After the total RNAs were extracted, ribosomal RNAs (rRNAs) were removed to retain mRNAs by using an oligo (dT) RiboZero Magnetic Gold Kit (Illumina, USA). The enriched mRNAs were fragmented and reverse-transcribed into cDNA. Next, the cDNA fragments were purified with a QiaQuick PCR extraction kit (Qiagen, Venlo, The Netherlands), end-repaired, subjected to poly (A) addition, and ligated to Illumina sequencing adapters. Next, uracil-N-glycosylase was utilized to digest second-strand cDNA. The digested products were size-selected using agarose gel electrophoresis, amplified by PCR, and sequenced using the Illumina HiSeq™ 4000 platform (Illumina, San Diego, CA, USA) by Gene Denovo Biotechnology Co. (Guangzhou, China).
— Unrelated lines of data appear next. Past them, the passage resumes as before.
PR #238, opened 2026-05-13
Vendor sold-out grey: addon-side desaturate + proxy refresh + diagnos…

Mongrul:
…tics

Tester mammouth reports sold-out vendor items not visually greyed on 1.14 Classic client. Confirmed parity break: 1.12 native client greys these reliably; modern 1.14 Classic doesn't, even though buy-block fires correctly server-side.

Tester JSONL (20260513-044049, 20260513-044704) walks through the investigation. Liferoot (item 3357) at Maria Lumere ships from vmangos with Quantity=0 in SMSG_LIST_INVENTORY both at vendor open AND on every buy-failed refresh. Two wire-side experiments to flip the grey state both confirmed delivered but ignored by the modern client:
  - Quantity=0 alone — no grey.
  - VendorItem.PlayerConditionFailed=1 on sold-out slots — no grey.

The 1.14 Classic Era client's icon-grey gate for vendor slots lives somewhere we can't reach from the wire on this build. But GetMerchantItemInfo's numAvailable return DOES expose the correct value (0 = sold out) in Lua-land, so we can apply the desaturate ourselves.

Changes:

1. JimsPlus TooltipFix.lua — FixMerchantUsability now reads numAvailable alongside the existing usability check. On sold-out slots: - icon texture SetDesaturated(true) - icon/name/border tint 0.65 grey (chosen by user; lighter than the 0.45 first pass, matches the 1.12 native client's dim) - name text 0.65 grey, overriding the quality-color path Non-sold-out slots restore desaturate=false so a button reused for a different slot doesn't carry stale grey. Core.lua build bumps 18 -> 19.

2. ItemHandler.cs HandleBuyFailed/HandleBuySucceeded — proxy-issue CMSG_LIST_INVENTORY when: - BuyFailed reason in {ItemSoldOut, ItemAlreadySold, CantFindItem} (Twinstar sends ItemAlreadySold=1, not the canonical ItemSoldOut=7, so we widen the gate) - BuySucceeded.NewQuantity == 0 The fresh SMSG_VENDOR_INVENTORY triggers MerchantFrame_Update on the modern client, which fires the addon's grey logic with up-to-date numAvailable. Without this, a player buying the last stack or hitting a slot another player drained mid-session wouldn't see the grey update until they closed and reopened the vendor.

3. NPCHandler.cs HandleVendorInventory — diagnostic Log.Event per VendorItem (slot, item_id, quantity, stack_count, price, extended_cost) and a sold_out_count summary. Confirms wire state for any future "vendor behaves wrong" report without re-instrumenting.

All 502 tests pass.

### DIFF
--- a/Addons/JimsPlus/Core.lua
+++ b/Addons/JimsPlus/Core.lua
@@ -1,6 +1,6 @@
 local ADDON_NAME, namespace = ...
 
-namespace.BUILD = 18
+namespace.BUILD = 19
 
 print("|cFF00FF00[JimsPlus]|r Core loaded (build " .. namespace.BUILD .. ")")
 
--- a/Addons/JimsPlus/TooltipFix.lua
+++ b/Addons/JimsPlus/TooltipFix.lua
@@ -557,6 +557,22 @@ local function FixMerchantUsability()
         local index = (page - 1) * perPage + i
         local button = _G["MerchantItem" .. i .. "ItemButton"]
         if button and index <= total then
+            -- Sold-out detection: GetMerchantItemInfo's 5th return is numAvailable
+            -- (0 = sold out, -1 = unlimited, N = stock left). The 1.14 Classic
+            -- Era client ignores the wire's VendorItem.Quantity=0 for icon-grey
+            -- rendering, so we apply the grey here. 1.12 native client greys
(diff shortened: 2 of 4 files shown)


Mongrul:
conflict fixed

Processing and mapping of mRNA-Seq reads

The Illumina HiSeq platform generated mRNA-Seq reads and removed the adaptors and low-quality reads (Q-value <20) bases at the 5′ and 3′ ends by FASTQ (version 0.18.0) [17]. The shortread alignment tool Bowtie2 (2.2.8) [18] was employed to map reads to the rRNA database. The rRNA mapped reads were subsequently removed. The remaining reads were further utilized in transcriptome assembly and analysis. The clean reads of each sample were then mapped to the reference genome by TopHat2 (version 2.1.1) [19]. The reconstruction of transcripts was performed with Cufflinks software (version 2.2.1) [20] which, together with TopHat2, enables biologists to identify new genes and new splice variants of known ones. Transcript abundances were quantified by RSEM software (version 1.2.19) [21], and the transcript expression level was normalized using the Fragments Per Kilo Base of transcript per million mapped reads (FPKM) method. Genes with expression levels >1 FPKM were retained for further analysis.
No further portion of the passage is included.